As the European partner in ALMA, ESO also provided a key part of the correlator: an entirely new and versatile digital filtering system conceived in Europe was incorporated into the initial NRAO design. A set of 550 state-of-the-art digital filter circuit boards was designed and built for ESO by the University of Bordeaux in France [4]. With these filters, the wavelengths of light which ALMA sees can be split up 32 times more finely than in the initial design, into ranges that can be finely tuned. “This vastly improved flexibility is fantastic; it lets us ‘slice and dice’ the spectrum of light that ALMA sees, so we can concentrate on the precise wavelengths needed for a given observation, whether it’s mapping the gas molecules in a star-forming cloud, or searching for some of the most distant galaxies in the Universe,” said Alain Baudry, from the University of Bordeaux, the European ALMA correlator team leader.
The ALMA Array Operations Site (AOS) Technical Building |
ALMA began science observations in 2011 with a partial array of antennas.
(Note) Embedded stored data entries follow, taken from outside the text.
PR #1432, opened 2026-09-09
Add `glue` utility

phchavesmaia:
This PR follows up on #1427 by adding a `glue` utility that takes a vector of segments and glues them into maximal chains according to a canonical segment ordering, ensuring that the result is independent of the input ordering.


src/utils/basic.jl
```diff
@@ -69,3 +69,102 @@ isthreaded(cond=true) = cond && Threads.nthreads() > 1
 Return `only(geoms)` or `Multi(geoms)` depending on the length of `geoms`.
 """
 maybemulti(geoms) = length(geoms) == 1 ? only(geoms) : Multi(geoms)
+
+"""
+    glue(segs)
+Glue unique segments into `Segment`s, `Rope`s and `Ring`s. Segments are sorted.
+"""
+function glue(segs::AbstractVector{<:Segment{M,C}}) where {M,C}
```
juliohm: Before I dive into the review, what is your take on that case where we have `Point`s and `Segment`s as the result of an intersection? Should `glue` also get rid of those points that are vertices of segments in the list?

juliohm:
The format action failed. Did you update the formatter locally? I believe we have the new version in the master branch.

phchavesmaia:
I think the formatting issue has something to do with how I created this branch. The BVH branch, for instance, is now passing the formatting. I made some changes and hopefully it will work now.

src/utils/basic.jl
phchavesmaia: That's a fair point. I added the possibility of `Multi` explicitly containing `Point` objects as well so that they can be removed if they intersect the `Chain`s returned by this `glue` function.

src/utils/basic.jl
```diff
@@ -69,3 +69,119 @@ isthreaded(cond=true) = cond && Threads.nthreads() > 1
...
+
+"""
+    flatten(g)
+
+Return a vector of the geometries contained in `g`. If `g` is a `Multi`, it recursively flattens its parents.
+"""
+function flatten(g)
+  g isa Multi || return [g]
+  mapreduce(flatten, vcat, parent(g))
+end
```
juliohm: Let's use dispatch define the function for `Geometry` and `Multi`. It is more idiomatic than using `isa` in  the function body.

src/utils/basic.jl
```diff
@@ -69,3 +69,119 @@ isthreaded(cond=true) = cond && Threads.nthreads() > 1
 Return `only(geoms)` or `Multi(geoms)` depending on the length of `geoms`.
 """
 maybemulti(geoms) = length(geoms) == 1 ? only(geoms) : Multi(geoms)
+
+"""
+    glue(segs)
+Glue unique segments into `Segment`s, `Rope`s and `Ring`s. Segments are sorted.
```
juliohm, line 75: By reading the implementation I am getting that the return type is always a vector of geometries? It would be nice to document the output format.

src/utils/basic.jl
```diff
@@ -69,3 +69,119 @@ isthreaded(cond=true) = cond && Threads.nthreads() > 1
...
+"""
+function glue(segs::AbstractVector{<:Segment{M,C}}) where {M,C}
```
juliohm: To follow the pattern in other parts of the code, we can remove the `M` and `C` parameters and use `manifold` and `crs` functions in the function body. That way the glue function will work with an heterogeneous list of segments, even if they are represented with different CRS.

src/utils/basic.jl
```diff
@@ -69,3 +69,119 @@ isthreaded(cond=true) = cond && Threads.nthreads() > 1
...
+    push!(chains, Ring(verts[1:(end - 1)]))
+  end
+
+  chains
+end
+
+_segmentkey(seg) = begin
+  a, b = vertices(seg)
+  isless(a, b) ? (a, b) : (b, a)
+end
```
juliohm: This function is only used in one place and its definition is very short. We can make it an anonymous function in the `sort` call.

src/utils/basic.jl
```diff
@@ -69,3 +69,119 @@ isthreaded(cond=true) = cond && Threads.nthreads() > 1
...
+
+    push!(chains, Ring(verts[1:(end - 1)]))
+  end
+
+  chains
+end
+
+_segmentkey(seg) = begin
+  a, b = vertices(seg)
+  isless(a, b) ? (a, b) : (b, a)
```
juliohm:
```suggestion
  a < b ? (a, b) : (b, a)
```

src/utils/basic.jl
```diff
@@ -69,3 +69,119 @@ isthreaded(cond=true) = cond && Threads.nthreads() > 1
...
+  function trace(start, segind)
+    verts = [start]
+    current = start
+    currentind = segind
+
+    while true
+      visited[currentind] = true
+
+      a, b = vertices(segs[currentind])
+      next = current == a ? b : a
```
juliohm: Could you please confirm we need == instead of ≈?

src/utils/basic.jl
```diff
@@ -69,3 +69,119 @@ isthreaded(cond=true) = cond && Threads.nthreads() > 1
...
+      push!(verts, next)
+
+      # stop at terminal or branching vertices
+      length(adj[next]) == 2 || break
+
+      i, j = adj[next]
+      nextind = i == currentind ? j : i
```
juliohm: Probably not a big deal, but if we are planning to use this function with large lists of segments, we could assess if `ifelse` brings more performance. Unlike the ternary operator `cond ? opt1 : opt2`, the function `ifelse(cond, opt1, opt2)` evaluates all arguments before deciding the expression that is returned. It can lead to speedups if the expressions are simple enough.

src/utils/basic.jl
```diff
@@ -69,3 +69,119 @@ isthreaded(cond=true) = cond && Threads.nthreads() > 1
...
+
+      current = next
+      currentind = nextind
+    end
+
+    verts
+  end
+
+  # first trace maximal non-cyclic paths
+  starts = sort([v for (v, inds) in adj if length(inds) != 2])
```
juliohm, line 130: If I am understanding things correctly, each vertex in the original list of segments can belong to an arbitrary number of segments. Is there any assumption in the `adj` list that it should only contain at most 2 indices per vertex? I see the number `2` appearing in a few places, but perhaps we should use a more general condition like `> 1` or `== 1` in these expressions?

juliohm (changes requested):
Very nice code as usual! I could understand it in one go! 💯 

Attached a few comments/suggestions.

src/utils/basic.jl
phchavesmaia: You are correct, a vertex can be in an arbitrary number of segments and, hence, have different adjacency degrees. You are seeing a lot of `2`s because it denotes an "internal vertex", as we defined it here:

> Each vertex has an adjacency degree, allowing us to classify it as a terminal vertex (degree 1), an internal vertex (degree 2), or a branching vertex (degree > 2).

In the first loop, for example, we avoid starting from an internal vertex so that we are either starting from terminal or branching vertexes. This avoids constructing a `Rope` starting from a middle point, for example. 

In the second loop, since we already covered all `Segment`s and `Ropes`, we start from the non-used internal vertices instead. Necessarily, these must be part of a `Ring`, so we build them accordingly.

I think there are other ways to build this logic, but this one seemed the most immediate to me.

src/utils/basic.jl
phchavesmaia: I think we can use ≈ without any problems. I will change it.

src/utils/basic.jl
phchavesmaia: Sure thing! I will change it across the code. I made some benchmarks and it does make the process a little (0.84%) faster.

src/utils/basic.jl
phchavesmaia: Sure! I think this was a function that was originally being used in Repair(13), hence I though about reusing it there. However, I don't think it is necessary anymore since glue will impose a "canonical ordering" of the segments.

src/utils/basic.jl
phchavesmaia: Sure!

src/utils/basic.jl
phchavesmaia: That's correct. I added the output type information to the docstring and a reference to `maybemulti` for users who want to aggregate the result into a single geometry.

src/utils/basic.jl
phchavesmaia: Sure!

phchavesmaia (commented):
It follows the version after the first round of review

src/utils/basic.jl
```diff
@@ -66,6 +66,126 @@ isthreaded(cond=true) = cond && Threads.nthreads() > 1
...
     maybemulti(geoms)
 
-Return `only(geoms)` or `Multi(geoms)` depending on the length of `geoms`.
+Return `only(geoms)` or `Multi(geoms)` depending on the length of the `geoms` vector.
 """
-maybemulti(geoms) = length(geoms) == 1 ? only(geoms) : Multi(geoms)
+maybemulti(geoms::AbstractVector{<:Geometry}) = length(geoms) == 1 ? only(geoms) : Multi(geoms)
+
+"""
+    glue(segs)
```
juliohm, line 74:
```suggestion
    glue(segs)

```

src/utils/basic.jl
```diff
@@ -66,6 +66,126 @@ isthreaded(cond=true) = cond && Threads.nthreads() > 1
...
+  segs = sort(segs; by=seg -> begin
+    a, b = vertices(seg)
+    ifelse(a < b, (a, b), (b, a))
+  end)
+
+  # determine the manifold and crs of the segments
+  M = manifold(eltype(segs))
+  C = crs(eltype(segs))
+
+  # build adjacency dictionary
```
juliohm:
```suggestion
  # build adjacency dictionary
  S = eltype(segs)
  M = manifold(S)
  C = crs(S)
```

juliohm: What about

```julia
s = first(segs)
P = typeof(s(0))
```

for the point type? I believe we can initialize the dictionary with `P` and Julia will convert the points of other segments upon assignment. That way we avoid type inference issues with `eltype(segs)` when `segs` is quite heterogeneous.

src/utils/basic.jl
```diff
@@ -66,6 +66,126 @@ isthreaded(cond=true) = cond && Threads.nthreads() > 1
...
+  adj = Dict{Point{M,C},Vector{Int}}()
+  for (i, seg) in enumerate(segs)
+    a, b = vertices(seg)
+    push!(get!(adj, a, Int[]), i)
+    push!(get!(adj, b, Int[]), i)
+  end
+
+  visited = falses(length(segs))
+  chains = Chain{M,C}[]
```
juliohm: I see that you tend to write algorithms with empty initialization and abstract types. I understand that some algorithms really rely on this code pattern. Is this the case here? Can't we use the `map(iter) do x` syntax to avoid explicit type initialization? If we can let compiler figure out the exact type, that is always the preferred approach. If the algorithm is more inefficient without explicit initialization, then we have a good reason to keep it that way.

src/utils/basic.jl
```diff
@@ -66,6 +66,126 @@ isthreaded(cond=true) = cond && Threads.nthreads() > 1
...
+  # first trace maximal non-cyclic paths
+  starts = sort([v for (v, inds) in adj if length(inds) != 2])
+
+  for start in starts
+    for segind in adj[start]
+      visited[segind] && continue
+
+      verts = trace(start, segind)
+
+      geom = length(verts) == 2 ? Segment(verts...) : Rope(verts)
```
juliohm:
```suggestion
      geom = length(verts) == 2 ? Segment(verts) : Rope(verts)
```

src/utils/basic.jl
```diff
@@ -66,6 +66,126 @@ isthreaded(cond=true) = cond && Threads.nthreads() > 1
...
+"""
+    flatten(g)
+
+Return a vector of the geometries contained in `g`. If `g` is a `Multi`, it recursively flattens its parents.
+The output is a vector containing all the geometries within `g`, with any nested `Multi` geometries recursively flattened.
+
+See [`maybemulti`](@ref) for turning this vector into a single geometry. 
+"""
+flatten(g::Multi) = mapreduce(flatten, vcat, parent(g))
+
```
juliohm:
```suggestion
```

test/utils.jl
```diff
@@ -178,3 +178,183 @@ end
   end
   @test !Meshes.isthreaded(false)
 end
+
+@testitem "glue" setup = [Setup] begin
+  # single segment is preserved
+  a = cart(0, 0)
+  b = cart(1, 0)
+  seg = Segment(a, b)
+
```
juliohm, line 189:
```suggestion
```

test/utils.jl
```diff
@@ -178,3 +178,183 @@ end
...
+  glued = Meshes.glue([seg])
+  @test glued == [seg]
+
+  # connected segments are glued into a rope
+  a = cart(0, 0)
+  b = cart(1, 0)
+  c = cart(2, 0)
+  segs = [Segment(a, b), Segment(b, c)]
+
```
```suggestion
```

test/utils.jl
```diff
@@ -178,3 +178,183 @@ end
...
+  glued = Meshes.glue(segs)
+  @test glued == Chain[Rope(a, b, c)]
+
+  # input ordering does not affect the result
+  glued = Meshes.glue(reverse(segs))
+  @test glued == Chain[Rope(a, b, c)]
+
+  # segment orientation does not affect the result
```
juliohm, line 205: So we usually reserve paragraphs for the same "testset". Each paragraph has a set of inputs and a set of tests. If a set of inputs is used across multiple paragraphs, that is more difficult to track and adjust. If you could make sure that these paragraphs have their own inputs clearly defined (even if copied/pasted), that would be great.

src/utils/basic.jl
juliohm: Just noticed that you also use `M` and `C` to initialize an abstract collection of `Chain{M,C}`.

juliohm (changes requested):
Thank you @phchavesmaia ! Attached another round.

src/utils/basic.jl
phchavesmaia: `verts` is a vector. If we just pass it to `Segment` directly it will fail, hence we must use `verts...` and I pushed back against this commit.

src/utils/basic.jl
phchavesmaia: > What about
> 
> ```julia
> s = first(segs)
> P = typeof(s(0))
> ```
> 
> for the point type? I believe we can initialize the dictionary with `P` and Julia will convert the points of other segments upon assignment. That way we avoid type inference issues with `eltype(segs)` when `segs` is quite heterogeneous.

Oh yes! this completely passed by me. I incorporate your suggestion.

src/utils/basic.jl
phchavesmaia: This tendency is likely a Pythonic mannerism of mine, combined with an OOP mindset. In fact, that's one of the reasons I'm enjoying working on these PRs (and your reviews!) so much: they're helping me, little by little, learn to approach Julia on its own terms.

I will implement your suggestion and compare the results!

src/utils/basic.jl
juliohm: Oh you are right. Segment has a constructor with vector, but it needs to be `SVector`.

src/utils/basic.jl
phchavesmaia: I am struggling to find an effective way to use the `map(iter) do x` approach here.

The main difficulty is that each `start` may generate zero, one, or several geometries because there is another loop over `adj[start]`. A plain `map(starts) do start` therefore does not match the structure of the algorithm very naturally. I can think of two options:

1. Create a temporary vector inside each call to collect the geometries, which only moves the type initialization to another level; or
2. Use a nested `map`, effectively producing a nested collection.

Following the second approach, I need something like `mapreduce(vcat, starts) do start` to flatten the result, and I also need to filter out the `nothing`s produced when `visited[segind] == true`. In my benchmarks, this introduces a noticeable performance penalty.

An alternative is to use comprehensions:

```julia
chains = [
  begin
    verts = trace(start, segind)
    length(verts) == 2 ? Segment(verts...) : Rope(verts)
  end
  for start in starts
  for segind in adj[start]
  if !visited[segind]
]

rings = [
  begin
    a, b = vertices(segs[segind])
    start = ifelse(a < b, a, b)

    verts = trace(start, segind)
    Ring(verts[1:(end - 1)])
  end
  for segind in eachindex(segs)
  if !visited[segind]
]

[chains..., rings...]
```

This avoids the explicit `Chain{M,C}[]` initialization, but at some cost. In a branching structure with 10,000 branch centers (the worst case I tested) the comprehension version is about 5% slower and uses roughly 15% more memory than the current explicit-loop implementation. The number of allocations is almost identical.

The difference seems to grow with the complexity of the resulting geometry and the number of segments. For the other cases I tested (long paths producing `Rope`s, collections of `Ring`s, and disconnected segments) the results are much closer. The branching case is the only one where I would consider the performance loss significant.

Is there another `map`-based formulation that I am overlooking? Otherwise, do you think avoiding the explicit output-type initialization is worth this slight loss in performance, or would the explicit `for`/`push!` version be preferable here?

juliohm: Thank you for diving into these alternatives! I need to read the code again to make sure I am not missing something, but couldn't the algorithm delay `Segment` vs `Rope` vs `Ring` type information to the very end so that these vectors are always vectors of vectors of points? That could save us from this extra logic to find the type to initialize lists?

At the end I am assuming that it should be easy to convert a vector of vector of points into a vector of final geometries based on `length`, `first` and `last` of each chain?

> In a branching structure with 10,000 branch centers (the worst case I tested) the comprehension version is about 5% slower and uses roughly 15% more memory than the current explicit-loop implementation. The number of allocations is almost identical.

That seems like a very extreme case that we won't encounter in practice, or do you see applications where this will happen? Also, I don't understand how 15% more memory is needed and at the same time the number of allocations is almost identical. Could you please clarify?

phchavesmaia: Yes, that is definitely a possibility! I just implemented a version of it and it is working fine. We lose little to no efficiency while avoiding the need to use the abstract type 🚀

Regarding the benchmark between the current version and the comprehension-based one, I completely agree that this would be an extreme case, serving mostly to assess the differences between the coding strategies. For most applications, the difference between the two would probably be imperceptible. However, I believe the strategy you just proposed takes the best of both worlds, allowing us to work with concrete types whenever possible at zero cost.

On the allocations and memory usage discussion, as far as I understand, the number of allocations does not directly determine the amount of memory allocated. A single allocation may correspond to a very small object or to a large vector, for example. Therefore, two implementations can have nearly identical allocation counts while allocating substantially different amounts of memory overall.

test/utils.jl
phchavesmaia: I tried to make it more conformant, though avoiding to rewrite every single point every time. Please, check if it is as expected.

src/utils/basic.jl
```diff
@@ -66,6 +66,125 @@ isthreaded(cond=true) = cond && Threads.nthreads() > 1
...
+  # convert traced vertex paths into appropriate geometries (Ring, Segment, Rope)
+  map(paths) do verts
+    if first(verts) ≈ last(verts)
+      Ring(verts[1:(end - 1)])
+    elseif length(verts) == 2
+      Segment(verts...)
+    else
+      Rope(verts)
+    end
+  end
```
juliohm: That is very clean! 💯

src/utils/basic.jl
```diff
@@ -66,6 +66,125 @@ isthreaded(cond=true) = cond && Threads.nthreads() > 1
...
+
+  # collect all segments from the chains
+  segs = collect(Iterators.flatten(segments(g) for g in chains))
+  glued = glue(segs)
+
+  # if there are no points, we can return the glued geometry immediately
+  isempty(points) && return glued
+
+  # remove points already represented by the glued 1D geometry
+  points = filter(p -> !any(chain -> p ∈ chain, glued), points)
```
juliohm: Perhaps we should only check if the point is a vertex of a chain? In the intersection algorithm the points in the list coincide with vertices of chains. Checking `any(≈(p), eachvertex(chain))` is more efficient and is implemented for all manifolds (𝔼{Dim} and 🌐). On the other hand, checking if a point is anywhere within the segment is a harder problem, which is currently only implemented for straight segments in 𝔼{Dim}. A geodesic (curved) segment makes a non-trivial set of points.

phchavesmaia: Conceptually, I think that checking for the intersection is more aligned with what the `glue` function intends to accomplish. That said, for its current purpuses, I agree with you that checking for the vertices is probably enough.

src/utils/basic.jl
```diff
@@ -66,6 +66,124 @@ isthreaded(cond=true) = cond && Threads.nthreads() > 1
...
+
+Glue unique segments into `Segment`s, `Rope`s and `Ring`s. Segments are sorted.
+"""
+function glue(segs::AbstractVector{<:Segment})
+  length(segs) == 1 && return [only(segs)]
+
+  # sort segments independently of input order
+  segs = sort(segs; by=seg -> begin
+    a, b = vertices(seg)
+    a < b ? (a, b) : (b, a)
```
phchavesmaia, line 85: Why did you push back on using the ` ifelse `   function? If I recall correctly, it indeed led to increased performance.

juliohm: Oh sorry, you benchmarked it? Was it a noticeable speedup?

phchavesmaia: It wasn't anything dramatic. I think the speedup amounted to something like 1%. If you think that using the ternary operator makes it more readable, I think it is a worthwhile change.

juliohm: I switched back to `?` to match other functions, but we could certainly use `ifelse` if it increases the performance. I should have benchmarked it myself before pushing the commits, sorry.

phchavesmaia: Oh, don't worry about it! A 1% difference in runtime in such a fast function is, for most intents and purposes, an insignificant change. Even for consistency's sake it is worth to keep the ternary operator IMO.

juliohm: Fully agree! Let's use `ifelse` with intention in other places where it really makes a difference 💯

juliohm (approved):
🎉 💯 🙂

A section of the correlator was already being used to combine the signals from the partial array, but now the full system is complete. The correlator is ready for ALMA to begin operating with a larger number of antennas, which will increase the sensitivity and image quality of the observations.
ALMA is nearing completion and will be inaugurated in March 2013.
Notes
[1] The ALMA correlator is one of two such systems in the ALMA complex. ALMA’s total of 66 antennas comprise a main array of 50 antennas (half provided by ESO, and half by NRAO) and an additional, complementary array of 16 antennas called the Atacama Compact Array (ACA), which is provided by the National Astronomical Observatory of Japan (NAOJ). A second correlator, built by the Fujitsu company and delivered by NAOJ, provides independent correlation of the 16 antennas in the ACA, except for times when select ACA antennas are combined with the 50 more widely dispersed main array antennas.
[2] 17 quadrillion = 17 000 000 000 000 000.
[3] The current record holder in the TOP500 list of general-purpose supercomputers is the Titan, from Cray Inc., which has been measured at 17.59 quadrillion floating point operations per second. Note that the ALMA correlator is a special-purpose supercomputer and is not eligible for this ranking.
[4] This work followed work on new concepts for the correlator, done by the University of Bordeaux in a consortium also involving ASTRON in the Netherlands, and the INAF-Osservatorio di Arcetri in Italy.